→ **Exercise instructions**
Reproduce each entry below in full, exactly as it was given.

→ **Record set**
PR #2204, opened 2025-01-22
feat: store total transaction size in blocks table

rafaelcr:
This is computed by the sum of all confirmed transaction byte sizes, and will be necessary to calculate tenure fullness in fee estimations.


janniks (approved):
Generally looks great!

Only weird to see `tx_total_size: 1,` in the tests, I'm assuming they don't have a "real" transaction with a correct size?

rafaelcr:
thanks @janniks , exactly, they're only simulated values for tests

migrations/1737567411419_block-tx-total-size.js
```diff
@@ -0,0 +1,25 @@
...
+    },
+  });
+  pgm.sql(`
+    UPDATE blocks
+    SET tx_total_size = (
+      SELECT SUM(OCTET_LENGTH(raw_tx))
+      FROM txs
+      WHERE index_block_hash = blocks.index_block_hash
+    )  
+  `);
```
zone117x, line 20: My gut feeling is that this will result in a several hour long migration for most external deployments (e.g. exchanges). Seems like it would be fine to let the new column be nullable and we'd only have this available for new blocks.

→ **Problem solution**
PR #2204, opened 2025-01-22
feat: store total transaction size in blocks table

rafaelcr:
This is computed by the sum of all confirmed transaction byte sizes, and will be necessary to calculate tenure fullness in fee estimations.


janniks (approved):
Generally looks great!

Only weird to see `tx_total_size: 1,` in the tests, I'm assuming they don't have a "real" transaction with a correct size?

rafaelcr:
thanks @janniks , exactly, they're only simulated values for tests

migrations/1737567411419_block-tx-total-size.js
```diff
@@ -0,0 +1,25 @@
...
+    },
+  });
+  pgm.sql(`
+    UPDATE blocks
+    SET tx_total_size = (
+      SELECT SUM(OCTET_LENGTH(raw_tx))
+      FROM txs
+      WHERE index_block_hash = blocks.index_block_hash
+    )  
+  `);
```
zone117x, line 20: My gut feeling is that this will result in a several hour long migration for most external deployments (e.g. exchanges). Seems like it would be fine to let the new column be nullable and we'd only have this available for new blocks.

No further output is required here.